───── Data supplied ─────

PR #1238, opened 2020-07-26
Enable running USB protocols in non-ISR context

matswebjorn:
Add functions for having a primary-ISR running in ISR context to register interrupts, and a secondary-ISR running at task context to parse interrupts and to call protocol handlers, thus enabling USB protocol handlers to run in task context.


karlp:
I'm afraid you need to make a better case for why you need this.  you'ðve got quite a lot of changes, and your comments on the functions doesn't really match your description here.

many/most of us run these in non-isr context already, just polling usbd_poll() from task context already, or setting events in the usb irqs and letting an rtos call usbd_poll when it gets the event.  Neither of those options require changes like you're proposing here.

PR #1239, opened 2020-07-31
469 device data

ChuckM:
Updates to the devices file and the i2c filter definition


ChuckM:
Something weird happened here, going to close this and try again.

PR #1243, opened 2020-08-04
Fix documentation

Themroc:
`gpio_set_output_options()` seems to be from some older (now gone) API.
`rcc_periph_clock_enable(RCC_TIM1);` appeared twice, but RCC_AFIO was missing.
GPIO A9 seems plain wrong there. AFAICT from the manual, A9 is only for timer 1 channel 2.


karlp:
what you're seeing is damage from the f1 gpio block having a different api to the later gpio blocks.

karlp:
I'm not sure what to do here honestly, either provide two examples in the doxygen comment or what.  F1 is the _only_ target with that form, but it's still an important target.

karlp:
I've pulled this locally, merging both forms into the example, hopefully that's an improvement

Themroc:
Didn't know that the F1-API is that different. In that case i'd say both examples should be there - just the way you did it. Thanx!

karlp:
This has landed in master now thanks!

PR #1244, opened 2020-08-06
STM32H7: Support the RNG Peripheral

mattofak:
The random number generator on the STM32H7 is identical to the v1 RNG
already present in the library. So use that, and make sure that the RCC
knows about the peripheral.


lib/stm32/h7/Makefile
```diff
@@ -42,7 +42,7 @@ OBJS += flash_common_all.o flash_common_f.o flash_common_f24.o
 OBJS += fmc_common_f47.o
 OBJS += gpio_common_all.o gpio_common_f0234.o
 OBJS += pwr.o rcc.o
-OBJS += rcc_common_all.o
+OBJS += rcc_common_all.o rng_common_v1.o
```
karlp, line 45: separate lines please, exactly for this reason, it reduces merge conflicts.  only things on same lines are same peripheral

lib/stm32/h7/rcc.c
```diff
@@ -415,3 +420,8 @@ void rcc_set_spi45_clksel(uint8_t clksel) {
 	RCC_D2CCIP1R &= ~(RCC_D2CCIP1R_SPI45SEL_MASK << RCC_D2CCIP1R_SPI45SEL_SHIFT);
 	RCC_D2CCIP1R |= clksel << RCC_D2CCIP1R_SPI45SEL_SHIFT;
 }
+
+void rcc_set_rng_clksel(uint8_t clksel) {
+  RCC_D2CCIP2R &= ~(RCC_D2CCIP2R_RNGSEL_MASK << RCC_D2CCIP2R_RNGSEL_SHIFT);
+  RCC_D2CCIP2R |= clksel << RCC_D2CCIP2R_RNGSEL_SHIFT;
```
karlp, line 426: whitespace looks wrong here at least

lib/stm32/h7/Makefile
mattofak: Would you like me to split the other lines while we're at it? (Or is it that things related to the same peripheral can be kept together?)

karlp:

PR #1245, opened 2020-08-06
STM32H7 DAC Updates

mattofak:
The DAC on the STM32H7 has an additional trigger bit for each channel
and some additional choices when it comes to low power operation. ST
therefore opted to give us a new DAC mode register and shift the trigger
channel in the CR register.

Account for this by checking to see if we should define the MCR register
and if so shift some things around and define a new set_mode function.

The old enable/disable buffering is emulated by setting the appropriate
new modes.

### DIFF
--- a/include/libopencm3/stm32/common/dac_common_all.h
+++ b/include/libopencm3/stm32/common/dac_common_all.h
@@ -77,6 +77,13 @@ specific memorymap.h header before including this header file.*/
 /* DAC channel2 data output register (DAC_DOR2) */
 #define DAC_DOR2			MMIO32(DAC_BASE + 0x30)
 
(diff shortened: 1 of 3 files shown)


karlp:
I can't say I like this approach, I'll look over these sheets and see what we can do.

mattofak:
I thought about making a dac_v2; but it's soooooo close to being compatible. Story of the H7 it seems.

karlp:
Someone else needed a dac-v2 for g4 and some f3 parts, so we have a dac-v2 now, and we also took that as the required time to break the dac apis, and add dac parameters to them all.  Can this all j ust switch to using that?  I do vastly prefer the enum mode types from this PR though, and would happily replace the mode1/mode2 defines that just came in.

PR #1246, opened 2020-08-19
STM32H7: Add QSPI Defines

mattofak:
Move the STM32F4 QuadSPI peripheral defines to the common folder as the
F4 and H7 variants of the IP share almost all the same bits. For those
bits that are separate put them into their own headers.

### DIFF
--- a/include/libopencm3/stm32/common/quadspi_common_v1.h
+++ b/include/libopencm3/stm32/common/quadspi_common_v1.h
@@ -1,0 +1,169 @@
+/*
+ * This file is part of the libopencm3 project.
+ *
+ *
+ * This library is free software: you can redistribute it and/or modify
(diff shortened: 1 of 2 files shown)


karlp:
This looks reasonable, and I'm merging it, but I'm pretty sure this isn't what you actually had locally for testing this, as you didn't include the changes to stm32/quadspi.h to actually include the h7 part.  It's a lot easier for me ifyou can make sure your PRs actyually have the working code :)  I know it's tricky when you have multiple patches outstanding, I do commiserate, but please try :)

karlp:
(I've also kept chuck's copyrighton the v1 file as you just moved it all.)

karlp:
ok, all merged now!

PR #1247, opened 2020-08-19
stm32h7: fixed flash impl from pretending to be stm32 f2/f4.

vielster:
Added the minimum functionality required for general use (setting waitstates).

### DIFF
--- a/include/libopencm3/stm32/h7/flash.h
+++ b/include/libopencm3/stm32/h7/flash.h
@@ -27,27 +27,44 @@
 #define LIBOPENCM3_FLASH_H
 
 #include <libopencm3/stm32/common/flash_common_all.h>
-#include <libopencm3/stm32/common/flash_common_f.h>
-#include <libopencm3/stm32/common/flash_common_f24.h>
 
 /**@{*/
-
-/** @addtogroup flash_acr_values FLASH_ACR values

─────

▶ [What this task involves]:
Write down again, exactly as given, only the lines above that fall from the line with "Add functions for" to the line with "The random number", inclusive.

▶ [Solved problem]:
Add functions for having a primary-ISR running in ISR context to register interrupts, and a secondary-ISR running at task context to parse interrupts and to call protocol handlers, thus enabling USB protocol handlers to run in task context.


karlp:
I'm afraid you need to make a better case for why you need this.  you'ðve got quite a lot of changes, and your comments on the functions doesn't really match your description here.

many/most of us run these in non-isr context already, just polling usbd_poll() from task context already, or setting events in the usb irqs and letting an rtos call usbd_poll when it gets the event.  Neither of those options require changes like you're proposing here.

PR #1239, opened 2020-07-31
469 device data

ChuckM:
Updates to the devices file and the i2c filter definition


ChuckM:
Something weird happened here, going to close this and try again.

PR #1243, opened 2020-08-04
Fix documentation

Themroc:
`gpio_set_output_options()` seems to be from some older (now gone) API.
`rcc_periph_clock_enable(RCC_TIM1);` appeared twice, but RCC_AFIO was missing.
GPIO A9 seems plain wrong there. AFAICT from the manual, A9 is only for timer 1 channel 2.


karlp:
what you're seeing is damage from the f1 gpio block having a different api to the later gpio blocks.

karlp:
I'm not sure what to do here honestly, either provide two examples in the doxygen comment or what.  F1 is the _only_ target with that form, but it's still an important target.

karlp:
I've pulled this locally, merging both forms into the example, hopefully that's an improvement

Themroc:
Didn't know that the F1-API is that different. In that case i'd say both examples should be there - just the way you did it. Thanx!

karlp:
This has landed in master now thanks!

PR #1244, opened 2020-08-06
STM32H7: Support the RNG Peripheral

mattofak:
The random number generator on the STM32H7 is identical to the v1 RNG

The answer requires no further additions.